+++ EXTRACTED DATA

PR #396, opened 2017-10-30
DWR-1067  Store additional item data

agorina:


common/src/main/java/org/opentestsystem/rdw/ingest/common/util/ParserHelper.java
```diff
@@ -79,7 +79,12 @@ public String validate(final String name, final String rawValue, final int maxLe
      */
     public static final Function<String, Boolean> toBoolean = value -> {
         if ("Yes".equalsIgnoreCase(value) || "y".equalsIgnoreCase(value)) return true;
+        if ("TRUE".equalsIgnoreCase(value) || "T".equalsIgnoreCase(value)) return true;
+        if ("1".equals(value)) return true;
+
         if ("No".equalsIgnoreCase(value) || "n".equalsIgnoreCase(value)) return false;
+        if ("FALSE".equalsIgnoreCase(value) || "F".equalsIgnoreCase(value)) return false;
+        if ("0".equals(value)) return false;
```
agorina: Tabulator output is not consistent with handling boolean values. Added support for different options.

package-processor/src/main/resources/application.sql.yml
```diff
@@ -92,12 +92,6 @@ sql:
          SELECT (SELECT id AS accommodation_id FROM accommodation WHERE code = :accCode), :langId, :label
            ON DUPLICATE KEY UPDATE label=:label
 
-    findByAccCodeAndLangCode: >-
-      SELECT id FROM accommodation_translation WHERE accommodation_id=:accId AND language_id=:langId
-
-    updateTranslation: >-
-      UPDATE accommodation_translation SET label=:label WHERE accommodation_id=:accId AND language_id=:langId
-
```
agorina: Unrelated: why looking at the accommodations I noticed that this is not used.

package-processor/src/main/java/org/opentestsystem/rdw/ingest/processor/model/Item.java
```diff
@@ -21,6 +21,12 @@
     private final double maxPoints;
     private final Set<Integer> commonCoreStandards;
     private final Set<Integer> otherTargets;
+    private final Boolean isFieldTest;
+    private final Boolean isActive;
+    private final Integer optionsCount;
+    private final String type;
+    private final String answerKey;
```
malaffoon: How are we handling the fact that these fields aren't really optional but won't be present for loaded packages? Are they just going to be optional throughout the system?

agorina: The ingest enforces the rules (see below), but the Db does not enforce the data. 
Maybe we should have a JIRA to follow up and update Db constraints after we backfill the data?

 Here are the rules based on my understanding: 
- isActive and isFieldTest are optional since tabulator outputs an empty field for it. 
- optionsCount is a mandatory int.
- type is required to be not blank
- answerKey is conditionally required for type = 'MS' or 'MC'.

++++++

YOUR GOAL
Of the lines above, show those in which "ingest" appears.

SOLUTION FOR THIS PROBLEM
common/src/main/java/org/opentestsystem/rdw/ingest/common/util/ParserHelper.java
package-processor/src/main/java/org/opentestsystem/rdw/ingest/processor/model/Item.java
agorina: The ingest enforces the rules (see below), but the Db does not enforce the data. 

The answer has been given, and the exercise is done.